В. Н. Муромцева-Бунина рассказывает:
«…„Бунин и Бабурин“, как шутя прозвал Чехов Ивана Алексеевича и Найденова… время проводили по-одесски: ездили к Федоровым в „Отраду“, самую близкую дачную местность, где Федоровы на зиму снимали… большой дом в саду, который на зимние месяцы сдавался дешево… Комнаты высокие, просторные, что давало Федоровым возможность приглашать к себе на обеды приезжих писателей и художников. Такие обеды проходили оживленно и весело. Чествовали приезжих в Артистическом кружке сотрудники местных газет совместно с любителями литературы: „Дети Ванюшина“ уже гремели по всей России. Веселились они у Доди на „Четвергах“, а свободные вечера просиживали в пивной Брунса за кружкой пива с сосисками — хозяин был австриец. Туда же к 11 часам приходили художники, и все сидели до полуночи» [253] .

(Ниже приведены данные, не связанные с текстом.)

PR #1032, opened 2020-11-12
Add option to ./configure which prevents installation of sympa_newaliases-wrapper (#1031)

### LINKED ISSUE #1031: Add option to ./configure which prevents installation of sympa_newaliases-wrapper
The setuid wrapper is not needed for Exim or Postfix with the new `aliases_wrapper` configuration option from #1015. I suppose it isn't necessary for Sendmail as well.

In my opinion there is no point to produce a binary which poses a security risk in this case. If you agree with me, I'm going to produce a corresponding pull request.

Recommended configuration for Exim:

`
aliases_program: none
`

Recommended configuration for Postfix (single domain):

```
aliases_program: postalias
aliases_wrapper: off
```

Recommended configuration for Postfix (multiple domains):

```
aliases_program: postmap
aliases_wrapper: off
```

ikedas:
configure: Add options --disable-setuid_newaliases and --disable-setuid

This may fix #1031

### DIFF
--- a/configure.ac
+++ b/configure.ac
@@ -608,6 +608,17 @@ AC_ARG_WITH(
 )
 AC_SUBST(POSTMAP_ARG)
 
+AC_MSG_CHECKING([whether we install/enable setuid wrappers])
+AC_ARG_ENABLE(
+    setuid,
+    AS_HELP_STRING(
+        [--disable-setuid],
+        [do not install nor enable any setuid wrappers]
+    ), ,
+    [enable_setuid="yes"],
+)
+AC_MSG_RESULT([$enable_setuid])
+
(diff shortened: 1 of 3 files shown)


racke:
Looks good to me. I will test it in my development environment.

Cosmetics: can we use --disable-setuid-newaliases instead of --disable-setuid_newaliases?  I'm not a friend of mixing dashes and underscore.

ikedas:
> Cosmetics: can we use --disable-setuid-newaliases instead of --disable-setuid_newaliases? I'm not a friend of mixing dashes and underscore.

I'm not familiar with it, too, but it looks a custom of Sympa, e.g. `--with-aliases_file`.

Issue #501, opened 2018-12-11
Raw parameters in the footer


mathieuroquefort:
Hello,

I got complaints from our users because the links in the footer didn't work.
And it appears that the parameters are not replaced by their values.

Here is the footer in the messages :
```
Si vous désirez vous désabonner, envoyez un message en cliquant sur ce lien : mailto:sympa@domain.tld?subject=uns%20[% list.name %]
. 
Si vous désirez modifier votre abonnement, rendez-vous à cette adresse : 
[% conf.wwsympa_url %]/sympa/suboptions/[% list.name %] 
```

It did work previously. I don't understand what happened...

Version
-------
Sympa 6.1.17 / CentOS 6.10

Installation method
-------------------
?

Expected behavior
-----------------
[% list.name %] should be replace by the list name, and [% conf.wwsympa_url %] by the URL of the web interface.

Actual behavior
---------------
Parameters are not replaced, and displayed raw.

Additional information
----------------------

ikedas:
Hi @mathieuroquefort,

From list info page, please go to [Edit list config] - [Sending/receiving setup], and check if [Attachment type] is "append to message body".  If "add a new MIME part" is set, footer will be appended as a separate part and won't be replaced.

mathieuroquefort:
I've just tried it. Now, on the list parameters, footer_type = append

But then :
- If I send an html message, no footer is added
- If I send a plain text message, the footer is appended but the parameters are not replaced

I had already tested different parameters here before.
The other problem is, that almost nobody sends plain text message now. I don't know how to append footer on html messages, and that is a real problem.

ikedas:
I realized that you use a bit earlier version of Sympa.  Please upgrade to recent version --- if possible, 6.2.x, or at least 6.1.25 --- and check if problem will be solved.

mathieuroquefort:
We can't do that easily : we use a managed server, running CentOS. And CentOS hasn't been tested with sympa 6.2.
We use, I think, the latest validated version with CentOS6.10. Our manager doesn't like using non-validated softwares.
Therefore, I'm looking for a more short-term solution. For now on, I have replaced the parameters with their values on each list. With 300 lists that's quite a job, but that was the only solution.

Does the 6.2 version of sympa improve the footer appending in html messages ? I can't find this information in the documentation.

ikedas:
I don't know what is "validation with ContOS" (Sympa 6.1 also have not been validated. Besides).

[...]

PR #1038, opened 2020-11-19
Limited personalization

### LINKED ISSUE #1037: Personalization (merge_feature) should be limited
Version
-------

6.2.58 and earlier

Expected behavior
-----------------

  - If personalization is enabled, the messages posted only by limited users should be allowed personalization.
  - Or, scope of personalization should be limited to where owners can control: Only footer/header.

Actual behavior
---------------

  - Once personalization is enabled, any users who were allowed posting can use this feature.
  - And, entire text body of the message can be in the scope of conversion.

ikedas:
Limit personalization:

- Only when posted from WWSympa, entire text will be converted. Otherwise only footer/header will be converted.

This may fix #1037 .

### DIFF
--- a/default/edit_list.conf
+++ b/default/edit_list.conf
@@ -156,6 +156,8 @@ max_list_members		editor				hidden
 message_hook			owner				hidden
 message_hook			privileged_owner		read
 
+personalization			owner,privileged_owner		read
+
 default 			privileged_owner 		write
 default 			owner 				write
 default 			editor 				read
--- a/default/web_tt2/compose_mail.tt2
+++ b/default/web_tt2/compose_mail.tt2
@@ -53,7 +53,7 @@
             <textarea name="body" id="body" cols="80" rows="25">[% body %]</textarea>
             <br />
 
-            [% IF merge_feature %]
+            [% IF listconf.merge_feature == 'on' %]
                 <br />
                 <b>[%|loc%]Messages customization: use the template syntax:[%END%] <a href="http://www.tt2.org">TT2</a></b>
                 <br />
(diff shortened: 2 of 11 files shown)


racke:
I agree with you that personalization should be restricted. However, I have existing projects where personalized emails are sent by email to Sympa. I suggest to control this by scenari.

ikedas:
racke, thanks for comment.

Using scenario seems worth considering.
Another idea I came up with at first is subdividing the value of `merge_feature` parameter, e.g. `full`, `footer` and `none` instead of `on` & `off`.

racke:
More detailed configuration makes a lot of sense to me. I suggest that we add an additional configuration parameter which comes with `merge_feature` instead of subdividing it.

For example `merge_parts` with values like full, footer, body.

As everything else is controlled by scenari, it would make sense to add one for the merge_feature too.

ikedas:
> More detailed configuration makes a lot of sense to me. I suggest that we add an additional configuration parameter which comes with `merge_feature` instead of subdividing it.
> 
> For example `merge_parts` with values like full, footer, body.
> 
> As everything else is controlled by scenari, it would make sense to add one for the merge_feature too.

Ok, I'll think of adding new parameter and scenario.

ikedas:
@racke, I added new parameters they may take a value either of `none`, `footer` (only header and footer) or `all` (header, footer and body).
  - `personalization.web_apply_on`: By default `footer`.
  - `personalization.mail_apply_on`: By default `none`.

Administrators may have to edit configuration file, if they want to re-enable potentially insecure behavior.

ikedas:
We should test if this pr will change behavior reported in #501 .

PR #1044, opened 2020-11-27
Properly check email and session id in authenticateAndRun SOAP call (#1041)

### LINKED ISSUE #1041: Unauthorised full access via SOAP API due to illegal cookie
Version
-------
v6.2.56-1.el7 on Centos 7.8.2003

Installation method
-------------------
Centos package

Expected behavior
-----------------
permission denied

Actual behavior
---------------
error message and action actually executed anyways.

Additional information
----------------------
In our setup we have a problem with incorrect cookies via the SOAP API of sympa.
If the SOAP request contains a correct cookie everything works as expected -> request executed
If the SOAP request contains a correct but outdated cookie, everything works as expected -> request correctly denied.

If the SOAP request contains an arbitrary string as cookie (e.g. "asdkjasdljkahsdlkjh"), SOAP replies with an error ("Undefined session ID in cookie") but STILL executes every requests we make. By this we can add email adresses to lists without authentication, any operation we tried was still successful. 

We could hotfix the problem by inserting a die(); command into /usr/share/sympa/lib/Sympa/WWW/Session.pm:129 like this:
```
    my $session_id = _cookie2id($cookie);
    unless ($session_id) {
        $log->syslog('info', 'Undefined session ID in cookie "%s"', $cookie);
        die('nothing');
        return undef;
    }
```

racke:
Fix the defects in the current check:

- Allows bogus session id
- Allows session id which belongs to different user

May fix #1041.

### DIFF
--- a/src/lib/Sympa/WWW/SOAP.pm
+++ b/src/lib/Sympa/WWW/SOAP.pm
@@ -321,19 +321,16 @@ sub authenticateAndRun {
     ## session_table instead
     my $session =
         Sympa::WWW::Session->new($ENV{'SYMPA_ROBOT'}, {cookie => $cookie});
-    if (defined $session) {
-        $email      = $session->{'email'};
-        $session_id = $session->{'id_session'};
-    }
-    unless ($email or $email eq 'unknown') {
-        $log->syslog('err', 'Failed to authenticate user with session ID %s',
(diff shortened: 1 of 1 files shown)


ikedas:
Let's try it out with the next beta.

Issue #596, opened 2019-04-12
ldap ssl connexion no error message


goudal-emmk:
Version
-------

Sympa 6.2.41b.2

Installation method
-------------------

from source

Expected behavior
-----------------

I had some errors in the ldaps configuration (fbad ssl version, and some problem with certificate chain. 
The only error message is that the connexion failed.

Actual behavior
---------------

Errors are generated either by Net::LDAP module or IO::Socket::SSL but none of these errors are treated by sympa who just put a generic message error "connexion failed" and not the precise message from the preceding modules.
What I would expect is to have these message repported by sympa

Additional information
----------------------

goudal-emmk:
Question ? 
It's just a bug concerning error messages not beeing caught and displayed !

racke:
I concur about this issue being a bug. The actually LDAP error should bubble up to the Sympa logs.

ikedas:
@goudal-emmk.  Could you please show us detailed information?  For example logs when error occurred (we at least have to know when does it occur).

racke:
#1045 might be helpful here.

PR #1045, opened 2020-11-29
Add actual error to the log if connection to LDAP server fails.

racke:
This is really helpful to figure out what went wrong with the connection to the LDAP server.


ikedas:
This may fix #596

racke:
I think that fix is a very good candidate for the next beta.

ikedas:
I agree. #596 is assigned the milestone 6.2.60.

Issue #1028, opened 2020-11-03
MySQL: Upgrading fails due to stricter SQL mode


khaoula-abaidi:
Version
-------
From 6.1.24 TO Sympa 6.2.40
Migration  method
-------------------
Transfer .incl files , expl lists , topics , scenari 
Stop services sympa , apache2 ,postfix
/usr/lib/sympa/bin/sympa.pl --upgrade 
Restart services sympa, apache2, postfix

Expected behavior
-----------------
Use of uninitialized value $effective_size in numeric ge (>=) at /usr/share/sympa/lib/Sympa/DatabaseManager.pm line 712.
Use of uninitialized value $effective_size in numeric ge (>=) at /usr/share/sympa/lib/Sympa/DatabaseManager.pm line 712.
Database sympa defined in sympa.conf has not the right structure or is unreachable. verify db_xxx parameters in sympa.conf

Actual behavior
---------------
Erreur interne du serveur

Sympa a été confronté à une erreur interne

Veuillez contacter le listmaster

Erreurs : Can't use an undefined value as an ARRAY reference at /usr/share/sympa/lib/Sympa/List.pm line 7055.
Pile d'appel

DIED: Can't use an undefined value as an ARRAY reference at /usr/share/sympa/lib/Sympa/List.pm line 7055.
 at /usr/share/sympa/lib/Sympa/List.pm line 7055.
	Sympa::List::sync_include_admin(Sympa::List <listexample@xxxx.yyyy.fr>) called at /usr/share/sympa/lib/Sympa/List.pm line 418
	Sympa::List::new('Sympa::List', 'listexample2', 'xxxx.yyyy.fr', HASH(0x55e0ab115f40)) called at /usr/share/sympa/lib/Sympa/List.pm line 7855
	Sympa::List::get_lists('xxxx.yyyy.fr') called at /usr/lib/cgi-bin/sympa/wwsympa.fcgi line 9559
	main::do_get_latest_lists() called at /usr/lib/cgi-bin/sympa/wwsympa.fcgi line 1566

Additional information
----------------------

ikedas:
Hi @khaoula-abaidi ,

> Transfer .incl files , expl lists , topics , scenari

I think you should also transfer the database.

khaoula-abaidi:
> Hi @khaoula-abaidi ,
> 
> > Transfer .incl files , expl lists , topics , scenari
> 
> I think you should also transfer the database.

I've transfered the database also

racke:
[...]

PR #1053, opened 2020-12-08
Update List.pm

faust64:
Upgrade process may fail inserting records in the `list_table` table, due to the `searchkey_list` value overflowing that column size (`varchar(255)`).
Truncates that field, to ensure upgrade doesn't skip anything.

Wild guess / maybe there's other places we could do this.
Found out a mention of that issue over there: https://listes.renater.fr/sympa/arc/sympa-fr/2019-10/msg00017.html
As of patching that file on my server, I can re-run the upgrade (from 5.4.7 to 6.2.40),  without any mention of such failures.

### DIFF
--- a/src/lib/Sympa/List.pm
+++ b/src/lib/Sympa/List.pm
@@ -6037,7 +6037,7 @@ sub _update_list_db {
 
     my $name = $self->{'name'};
     my $searchkey =
-        Sympa::Tools::Text::foldcase($self->{'admin'}{'subject'} || '');
+        substr( Sympa::Tools::Text::foldcase($self->{'admin'}{'subject'} || ''), 0, 255);
     my $status = $self->{'admin'}{'status'};
     my $robot  = $self->{'domain'};
 


ikedas:
Hi @faust64 , could you please tell us from what version to what version you tried upgrading?

faust64:
> from 5.4.7 to 6.2.40

ikedas:
Sorry, I overlooked your first comment.
I guess this bug was found out due to upgrade of MySQL server (see also #1028).  This bug may also affect to the other DBMSs.  Thank you for reporting and fixing bug!

BTW I have one thing to point out about your fix.  I'll write it in a few days.

ikedas:
BTW I have one thing to point out about your fix.

As the result of ``Sympa::Tools::Text::foldcase()`` can be a multibyte string (for example, the word "humanité" consists of 9 bytes, though it consists of 8 letters), `substr()` might break character boundary.  With MySQL, partial byte sequence is simply ignored, but the other DBMS does not always do such.

It turned out not to be easy to solve this problem.  I'll commit your PR after the next stable and then add fix.

ikedas:
Additional fix has been merged.  @faust64 , thank you for reporting and fixing the bug!

PR #1061, opened 2020-12-21
Skip execution of aliases_program in newaliases script if value is "none"

racke:
This fixes an annoying error message. The problem is more or less cosmetic as the aliases are already probably updated.

```
~$ sympa --close_list test
err main::#144 Invalid aliases_program "none"
close_list [notice] List has been closed

```
Sympa version:  6.2.59b.2

Relevant configuration:
```
sendmail_aliases /etc/mail/sympa/aliases
alias_manager Template
aliases_program none
aliases_wrapper off
```

### DIFF
--- a/src/lib/Sympa/Config/Schema.pm
+++ b/src/lib/Sympa/Config/Schema.pm
@@ -479,11 +479,12 @@ our %pinfo = (
         context    => [qw(domain site)],
         order      => 4.04,
         group      => 'mta',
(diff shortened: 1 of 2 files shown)


ikedas:
Currently there is no option "none" for `aliases_program` parameter.  So this PR may be treated as enhancement rather than bug.

racke:
Yes, as Exim doesn't need an `aliases_program`. It reads the text files.

PR #1741, opened 2023-11-23
Upgrade command should fail if no previuos version number can be found.

woodfighter:
Currently the `sympa upgrade` cli command when not given an explicit previous version via the from parameter checks the file data_structure.version in the config directory. But instead of stopping if this also doesn't exist it assumes the previous version to be zero an consequently tries to apply all data upgrades. This patch just lets upgrade err on the safe side. If the previous behavior is needed passing along a `--from 0` should suffice.


ikedas:
Confirmed.  @woodfighter , thank you for fixing bug!  This PR will be merged in some days.

Issue #1752, opened 2023-11-29
Sympa Accessibility Issue - 22 - The items in the multiselect box are not readable fully.


rm1-uiuc:
The University of Illinois at Urbana-Champaign, Technology Services Accessibility Testing team conducted an Accessibility Review of Sympa on September 25, 2023 and found 26 issues that need to be fixed to make the interface accessible for visual impaired users.

Version
-------
6.2.72

Installation method
-------------------
Source Package

Expected behavior
-----------------
When a user increases the browser resolution to 200% items in the multiselect combo boxes should still be able to be read the content and it should not be caught off to be read by a screen reader.

Actual behavior
---------------
The items in the multiselect box are not readable fully. Items are cut off. When this is zoomed to 200%, the readable content gets lesser and not be read by a screen reader.

Steps to reproduce
------------------
Sympa Accessibility Issue - 22 was determined by manual functional testing performed by the user navigating with keyboard only or using assistive technology such as screen reader. See attached review for more info on specific location in interface.

The items in the multiselect box are not readable fully. Items are cut off. When this is zoomed to 200%, the readable content gets lesser.

[WCAG Level AA 1.4.4. Resize Text](https://www.w3.org/WAI/WCAG21/Understanding/resize-text.html)

![image](https://github.com/sympa-community/sympa/assets/144282683/cee9a449-ce35-4a78-ac87-3ada18ad6bec)

Fig 23 Text being cut off issue.

Additional information
----------------------
Attached is the Accessibility Review conducted on Sept 25,2023
[Tech Services Review - Accessibility Evaluation Report for Sympa.pdf](https://github.com/sympa-community/sympa/files/13505949/Tech.Services.Review.-.Accessibility.Evaluation.Report.for.Sympa.pdf)

ldidry:
I don’t know how it’s supposed to be handled but we can use this piece of css to make the option horizontally scrollable:
```css
select[multiple] option {
    overflow-x: scroll;
}
```

I did not found anything on the web allowing to break text on multiple lines in a `select[multiple]`  tag.

PR #1757, opened 2023-11-30
♿ — WWSympa: The items in the multiselect box are not readable fully (#1752)

ldidry:
I asked a friend who worked in web accessibility about [my solution](https://github.com/sympa-community/sympa/issues/1752#issuecomment-1833384255) and he said it was quite the best you can do about this specific problem.


default/web_tt2/css.tt2
ikedas, line 1: This looks working as expected.  Thanks @ldidry !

К. И. Чуковский в эти дни поместил в «Одесских новостях» [254] статью о Бунине, в которой писал, что стихи его выражают «здоровье духа» в нынешние «путаные» времена.
Девятого апреля Бунин отправился в Турцию. «Он в первый раз целиком прочел Коран, который очаровал его, и ему хотелось непременно побывать в городе, завоеванном магометанами, полном исторических воспоминаний, сыгравшем такую роль в православной России, особенно в Московском царстве» [255] .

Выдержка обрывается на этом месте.